● **WHAT IS BEING ASKED**: Which of the lines below mention the word "isSuperUser"? Pull each one out.

************

PR #6148, opened 2022-03-02
Allow admins to call set org user role mutation

BartoszJarocki:
This change will allow admin users to set org billing users using the following mutation
```
mutation {
   setOrgUserRole(orgId: "orgId", userId: "local|botpRdWlzi", role: "BILLING_LEADER") {
      updatedOrgMember {
         user {
           email
         }
       }
   }
}
```

context: https://parabol.slack.com/archives/C4JAUUZ9P/p1646147430342679

### DIFF
--- a/packages/server/graphql/mutations/setOrgUserRole.ts
+++ b/packages/server/graphql/mutations/setOrgUserRole.ts
@@ -3,7 +3,7 @@ import {SubscriptionChannel} from 'parabol-client/types/constEnums'
 import getRethink from '../../database/rethinkDriver'
 import NotificationPromoteToBillingLeader from '../../database/types/NotificationPromoteToBillingLeader'
 import {OrgUserRole} from '../../database/types/OrganizationUser'
-import {getUserId, isUserBillingLeader} from '../../utils/authorization'
+import {getUserId, isSuperUser, isUserBillingLeader} from '../../utils/authorization'
 import publish from '../../utils/publish'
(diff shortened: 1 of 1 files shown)


packages/server/graphql/mutations/setOrgUserRole.ts
```diff
@@ -38,8 +38,13 @@ export default {
 
     // AUTH
     const viewerId = getUserId(authToken)
-    if (!(await isUserBillingLeader(viewerId, orgId, dataLoader, {clearCache: true}))) {
-      return standardError(new Error('Must be the organization leader'), {userId: viewerId})
+    if (
+      !isSuperUser(authToken) ||
+      !(await isUserBillingLeader(viewerId, orgId, dataLoader, {clearCache: true}))
```
tianrunhe, line 43: If I **AM** a super user but **NOT** the billing leader for the org, this will still be true and I can't run the mutation

tianrunhe (changes requested):

packages/server/graphql/mutations/setOrgUserRole.ts
BartoszJarocki: oh. this should not have happened. thank you!

tianrunhe (approved):

BartoszJarocki:
@mattkrick would you mind taking a look? 🙏

mattkrick:
LGTM!

PR #6152, opened 2022-03-02
fix #6043 only fetch new tasks

### LINKED ISSUE #6043: Poker: updatePokerScope should not reach out to the integration
While debugging #6015 I noticed that every time an item is added or removed from the scope, all selected items are fetched from the integration! This is not necessary. I assume the mutation payload includes a fragment that is like `{task { integration {...} } }` and it shouldn't have that. This causes our app to feel slow while selecting items.

AC
- [ ] updating the poker scope for integrated items does not reach out to jira or github

Estimate: 4 hours

mattkrick:
fix #6043

Before, every add/remove to the poker scope would trigger a refetch of all stages, including the task for that stage, which included the integration associated with that task. That means if I had 50 stages & removed one, it'd reach out to jira or github 49 times just to remove the stage!

Now, it only reaches out to integrations for new stages, which makes sense because it needs to grab the title, description, etc. 
For removals, it doesn't reach out to any integrations.

TEST
- [ ] add 3 jira issues, look at the websocket response payload for the 3rd issue added. notice that newStages is an array that only includes 1 item per dimension

### DIFF
--- a/packages/client/hooks/useMakeStageSummaries.ts
+++ b/packages/client/hooks/useMakeStageSummaries.ts
@@ -14,33 +14,39 @@ interface StageSummary {
   finalScores: (string | null)[]
 }
 
+graphql`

************

● **ANSWER TO THIS TASK**:
+import {getUserId, isSuperUser, isUserBillingLeader} from '../../utils/authorization'
+      !isSuperUser(authToken) ||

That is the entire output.